WORK TASK: Reproduce the data in full, exactly as it appears.

DATA BLOCK:

PR #12925, opened 2026-07-12
feat(release): move ChangelogGenerator + friends from devops, wire ChangelogMutator

bradymiller:
PR 4 of the "Changelog surface early-migration slice" (see `docs/release-mechanism-migration-from-devops.md`).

SOLUTION:
PR #12925, opened 2026-07-12
feat(release): move ChangelogGenerator + friends from devops, wire ChangelogMutator

bradymiller:
PR 4 of the "Changelog surface early-migration slice" (see `docs/release-mechanism-migration-from-devops.md`).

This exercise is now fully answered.